Sounds, shapes, speech and body movements convey emotion through one shared property

People communicate their emotions using their voice, face, and movement, as well as through abstract forms such as art, architecture, and music. The structure of these expressions is frequently intuitively related to their meaning: flowery curlicues are used in romantic poetry, while a spiky script is used in death metal band logos.

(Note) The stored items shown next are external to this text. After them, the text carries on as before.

PR #493, opened 2019-01-23
Change StatusUpdateService start from Hangfire task to IHostedService

chrisvire:


chrisvire:
I would like to handle lost connections too.

NullVoxPopuli:
my preference would be to have these "notifications" moved into app land, where after a record-of-interest is created, you push a db notification (create, table-name, id, etc) into some hangfire queue, and have a hangfire job watch the queue and do whatever, if needed

chrisvire:
> my preference would be to have these "notifications" moved into app land, where after a record-of-interest is created, you push a db notification (create, table-name, id, etc) into some hangfire queue, and have a hangfire job watch the queue and do whatever, if needed

We attempted to use the `AppDbContext::SaveChanges{Async}`, however we didn't get the Id field on insert which made it not as useful.  If we want to limit the notifications to modifications, then maybe that would be OK.  However, one use case is sitting on the UserTasks page.  Without the new row's Id, would you have to re-execute the whole query (not just query that one object that was created)?

NullVoxPopuli:
> We attempted to use the AppDbContext::SaveChanges{Async}, however we didn't get the Id field on insert which made it not as useful.

I was just saying to create the notification in the (for example) ProjectService.cs at the end of `Create` or something like that -- since all CRUD actions have to go through the service, we could fake the existence of lifecycle hooks by just adding to the service -- which would allow access to the id. :)

> Without the new row's Id, would you have to re-execute the whole query (not just query that one object that was created)?

as long as we aren't doing this multiple times a second, I don't think re-fetching data is bad if it can't be avoided

chrisvire:
> since all CRUD actions have to go through the service

Those services are tied to frontend calls.  Data is also modified through `IJobRepository<>` by the backend jobs.  These are more likely the changes we want to be notified about!

NullVoxPopuli:
Is there a reason the IJobRepository stuff isn't using the services?
the service-repo layer is supposed to be the only layer we interact with the database through

chrisvire:
> Is there a reason the IJobRepository stuff isn't using the services?

The Services are tied to `IJsonApiContext` which is API calls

A Dartmouth study published in the Proceedings of the Royal Society B explain how this code is used across sounds, shapes, speech and human body movements, providing a strong multi-sensory signal that can be used to efficiently estimate an agent’s level of emotional arousal.

“Our study set out to better understand how we express and read emotional arousal, which is fundamental to our core emotional state. We wanted to see if there is a low-level mechanism that allows us to decode emotional arousal information from the movements and sounds that people and animals make,” says lead author Beau Sievers, a postdoctoral student of psychology at Harvard University, who was a graduate student in the department of psychological and brain sciences at Dartmouth at the time of the study.

The spectral centroid is a multi-sensory metric of spikyness. The findings explain why Zen gardens and brutalist architecture have extremely distinct emotional impacts, as well as why clouds and lullabies appear to go together despite the fact that one is seen and the other is heard: we match them based on the spectral centroid.

The researchers performed five mini-tests to see if the spectral centroid is utilized to convey and comprehend emotional arousal. Some of the experiments required people to make judgments about the emotional arousal of forms, sounds, and motions. The researchers investigated whether the stimulus’s spectral centroid might be utilized to predict participants’ emotional arousal judgments. Highlights from three of the mini-studies are as follows:

A pointy shape here represents anger, while a blobby shape represents sadness
Characteristic angry and sad drawings from study 3, after smoothing and corner detection. Corners are marked with red ‘+’ signs. Among the study’s participants, angry drawings had a mean of 23.3 corners, while sad drawings had a mean of 6.6 corners. The image is credited to Beau Sievers et al.

• The writers utilized computer software to generate hundreds of shapes and noises at random. Participants were instructed to gaze at shapes, listen to noises, and rate their emotional arousal levels. According to the study, forms and sounds with a high spectral centroid were linked with high-arousal emotions (angry, enthusiastic), whereas shapes and sounds with a low spectral centroid were connected with low-arousal emotions (sad, peaceful).

• Participants were instructed to sketch angry, sad, joyful, or tranquil forms. The researchers then calculated the spectral centroids of the drawings by counting the number of corners. The findings indicated that furious and enthusiastic forms had an average of 17 to 24 corners, whereas sad and serene shapes had an average of 7 to 9 corners. With over 80% accuracy, the spectral centroid may be utilized to predict the emotional arousal of forms.

Figure 2.
Shape pairs used in tasks 1 and 2, based on Köhler’s shapes, before and after Harris corner detection. (a) Low SC, low corner count shapes; (b) high SC, high corner count shapes.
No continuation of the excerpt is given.